PR #40, opened 2017-02-24
Update travis for go 1.8 - read description

kataras:
@gavv Most of the web frameworks (first Iris) uses explicity the http.Pusher interface, we need go 1.8 because we can't use the *http.PushOptions on go 1.7 too.  So I **removed** the go 1.7, if you don't agree with that just let it as it is*

### DIFF
--- a/.travis.yml
+++ b/.travis.yml
@@ -2,7 +2,7 @@ language: go
 sudo: false
 
 go:
-    - 1.7
+    - 1.8
 
 before_install:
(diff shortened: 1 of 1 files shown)


gavv:
Thanks. I've added go1.8 to the travis build. I don't want to drop go1.7 right now, so I kept it and disabled iris examples on go < 1.8.

kataras:
@gavv Excellent! Sorry for being late to answer, I'm just working on the next month's new, tactical, iris release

### Your assignment
With no other words, report how many lines in the entries hold the string "gavv".

### Written solution
3